Error monitoring in musicians

To err is human, and hence even professional musicians make errors occasionally during their performances. This paper summarizes recent work investigating error monitoring in musicians, i.e., the processes and their neural correlates associated with the monitoring of ongoing actions and the detection of deviations from intended sounds. Electroencephalography (EEG) studies reported an early component of the event-related potential (ERP) occurring before the onsets of pitch errors. This component, which can be altered in musicians with focal dystonia, likely reflects processes of error detection and/or error compensation, i.e., attempts to cancel the undesired sensory consequence (a wrong tone) a musician is about to perceive. Thus, auditory feedback seems not to be a prerequisite for error detection, consistent with previous behavioral results. In contrast, when auditory feedback is externally manipulated and thus unexpected, motor performance can be severely distorted, although not all feedback alterations result in performance impairments.
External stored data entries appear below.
PR #1526, opened 2019-06-12
Buffer prof log stop

yinan1048576:
Make use of the new buffered writer for the output of
`prof_log_stop`.

### DIFF
--- a/src/prof_log.c
+++ b/src/prof_log.c
@@ -160,6 +160,7 @@ prof_log_bt_index(tsd_t *tsd, prof_bt_t *bt) {
 		return node->index;
 	}
 }
+
 static size_t
 prof_log_thr_index(tsd_t *tsd, uint64_t thr_uid, const char *name) {
 	assert(prof_logging_state == prof_logging_state_started);
@@ -575,7 +576,7 @@ prof_log_emit_metadata(emitter_t *emitter) {
 	emitter_json_object_end(emitter);
 }
 
-
+#define PROF_LOG_STOP_BUFSIZE PROF_DUMP_BUFSIZE
 bool
 prof_log_stop(tsdn_t *tsdn) {
 	if (!opt_prof || !prof_booted) {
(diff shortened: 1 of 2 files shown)


yinan1048576:
The only reason why I changed the return to `close(fd) || arg.ret == -1` is that I didn't find any other place `arg.ret` is used; adding it to the return can at least make it somewhat useful. However if we want to be more rigorous, the return value should be checked each time the call back is called, i.e. similar to what we're doing for the prof dump, but that would involve a much more extensive revision. On the other hand, the caller (`prof_log_stop_final`) doesn't interpret the return value anyway. So I think it's also fine to completely get rid of the `ret` field, in which case `struct prof_emitter_cb_arg_s` is also no longer needed.

yinan1048576:
Made the buffer larger but dependent on `JEMALLOC_PROF`. Added and improved comments.

yinan1048576:
Rebase.

src/prof.c
```diff
@@ -2691,6 +2691,20 @@ prof_log_emit_metadata(emitter_t *emitter) {
 	emitter_json_object_end(emitter);
 }
 
+/*
+ * The buffer doesn't need a lock, since only one thread is able to use it at a
+ * time due to the protection by prof_logging_state.
+ */
+#define PROF_LOG_STOP_BUFSIZE PROF_DUMP_BUFSIZE
+static char prof_log_stop_buf[
```
interwq: Since prof_log isn't used by default, even with prof:true, I'd say allocating the buffer in prof_log_start(), e.g. `if (prof_log_stop_buf == NULL) { ...`, so we only pay the price when in use.

yinan1048576:
Great point. In the revision I'm now allocating the buffer even later, in `prof_log_stop()`, so that there's no extra memory consumption throughout the logging process.

yinan1048576:
Removing irrelevant comments.

src/prof_log.c
```diff
@@ -623,11 +624,19 @@ prof_log_stop(tsdn_t *tsdn) {
...
 	}
 
-	/* Emit to json. */
 	struct prof_emitter_cb_arg_s arg;
 	arg.fd = fd;
-	emitter_init(&emitter, emitter_output_json, &prof_emitter_write_cb,
-	    (void *)(&arg));
+
+	char *prof_log_stop_buf = (char *)iallocztm(tsdn,
+	    PROF_LOG_STOP_BUFSIZE * sizeof(char),
```
interwq: No need to do the sizeof(char), it's always 1.

Also, do we have similar pattern for the current prof dump buffer? If so, let's also do a similar optimization there.

yinan1048576:

> Also, do we have similar pattern for the current prof dump buffer? If so, let's also do a similar optimization there. (In a separate PR)

Yes, there's a similar pattern there. Will look into it.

Recent studies investigating the neural correlates of feedback processing showed that unexpected feedback elicits an ERP component after note onsets, which shows larger amplitudes during music performance than during mere perception of the same musical sequences. Hence, these results stress the role of motor actions for the processing of auditory information. Furthermore, recent methodological advances like the combination of 3D motion capture techniques with EEG will be discussed. Such combinations of different measures can potentially help to disentangle the roles of different feedback types such as proprioceptive and auditory feedback, and in general to derive at a better understanding of the complex interactions between the motor and auditory domain during error monitoring. Finally, outstanding questions and future directions in this context will be discussed.